_WHAT YOU HAVE TO DO_
Return all of the material, keeping each line exactly as it is.
__________________________________________________
PR #129, opened 2020-07-22
Add authentication redirect and add to README

### LINKED ISSUE #101: Authentication redirect for signup form
It would be more useful for users to know that they need to authenticate before starting the signup form. Add an authentication check and sign-in redirect. Consider allowing the request to specific the redirect URL.

Richie78321:
Add authentication redirect and authentication data fetching to a module for easy access and to avoid repeated calls to the authentication servlet on the same page.

* Add information about the user signup flow to the README
* Create a `sign_in_redirect.html` page that redirects users after logging in with the Users API
* Add `auth_check.js` module that gets authentication data from the servlet and provides a helper function for redirecting based on that data.
* Change the Navbar to reuse the authentication data present in `auth_check.js`.
* Create `default_auth_redirect.js`, a convenience module that implements the default redirect behavior for an authenticated-only page.
* Add checks for no JavaScript to the redirect page and the projects page.

closes #101

### DIFF
--- a/README.md
+++ b/README.md
@@ -65,5 +65,20 @@ Java unit testing is done with [JUnit 4](https://junit.org/junit4/).
 **To add another JS test**, simply add a JS file that ends with `.test.js` (ex: `script.test.js`) and it will automatically be run by Jest.
 **To add another Java test**, add a Java file to the testing directory `src/test/java/`. Be sure to follow the Java conventions for package directory structure, for example if you're testing a package in `com.google.opensesame.github`, the test should be placed in the directory `src/test/java/com/google/opensesame/github`.
 
+## User Authentication and Sign Up
+User signup consists of three parts:
+1. Website authentication (a user creates an account on our website)
+  * This is done using the [Users API](https://cloud.google.com/appengine/docs/standard/java/users)
+  * In the future this could be migrated to the [Firebase Admin SDK](https://firebase.google.com/docs/reference/admin) or similar OAuth-based authentication API such that GitHub authentication and website authentication could become a single step.
+2. GitHub authentication (a user verifies ownership of a GitHub account, which is then linked with the account on our website)
+  * This is done using [Firebase Authentication](https://firebase.google.com/docs/auth) with [GitHub OAuth](https://docs.github.com/en/developers/apps/about-apps#about-oauth-apps)
+  * An access token is granted to the user, which is then sent to the server during the profile creation step and verified on the backend. 
+  * Once the access token is verified, the user has proven ownership of that GitHub account, and it is then stored by ID in the website profile.
+3. Profile creation (a user with an authorized account can add more information about themselves)
+  * After a user completes website authentication, they are redirected to a form for profile creation.
+  * GitHub authentication is completed during profile creation.
+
__________________________________________________
_WRITTEN SOLUTION_
PR #129, opened 2020-07-22
Add authentication redirect and add to README

### LINKED ISSUE #101: Authentication redirect for signup form
It would be more useful for users to know that they need to authenticate before starting the signup form. Add an authentication check and sign-in redirect. Consider allowing the request to specific the redirect URL.

Richie78321:
Add authentication redirect and authentication data fetching to a module for easy access and to avoid repeated calls to the authentication servlet on the same page.

* Add information about the user signup flow to the README
* Create a `sign_in_redirect.html` page that redirects users after logging in with the Users API
* Add `auth_check.js` module that gets authentication data from the servlet and provides a helper function for redirecting based on that data.
* Change the Navbar to reuse the authentication data present in `auth_check.js`.
* Create `default_auth_redirect.js`, a convenience module that implements the default redirect behavior for an authenticated-only page.
* Add checks for no JavaScript to the redirect page and the projects page.

closes #101

### DIFF
--- a/README.md
+++ b/README.md
@@ -65,5 +65,20 @@ Java unit testing is done with [JUnit 4](https://junit.org/junit4/).
 **To add another JS test**, simply add a JS file that ends with `.test.js` (ex: `script.test.js`) and it will automatically be run by Jest.
 **To add another Java test**, add a Java file to the testing directory `src/test/java/`. Be sure to follow the Java conventions for package directory structure, for example if you're testing a package in `com.google.opensesame.github`, the test should be placed in the directory `src/test/java/com/google/opensesame/github`.
 
+## User Authentication and Sign Up
+User signup consists of three parts:
+1. Website authentication (a user creates an account on our website)
+  * This is done using the [Users API](https://cloud.google.com/appengine/docs/standard/java/users)
+  * In the future this could be migrated to the [Firebase Admin SDK](https://firebase.google.com/docs/reference/admin) or similar OAuth-based authentication API such that GitHub authentication and website authentication could become a single step.
+2. GitHub authentication (a user verifies ownership of a GitHub account, which is then linked with the account on our website)
+  * This is done using [Firebase Authentication](https://firebase.google.com/docs/auth) with [GitHub OAuth](https://docs.github.com/en/developers/apps/about-apps#about-oauth-apps)
+  * An access token is granted to the user, which is then sent to the server during the profile creation step and verified on the backend. 
+  * Once the access token is verified, the user has proven ownership of that GitHub account, and it is then stored by ID in the website profile.
+3. Profile creation (a user with an authorized account can add more information about themselves)
+  * After a user completes website authentication, they are redirected to a form for profile creation.
+  * GitHub authentication is completed during profile creation.
+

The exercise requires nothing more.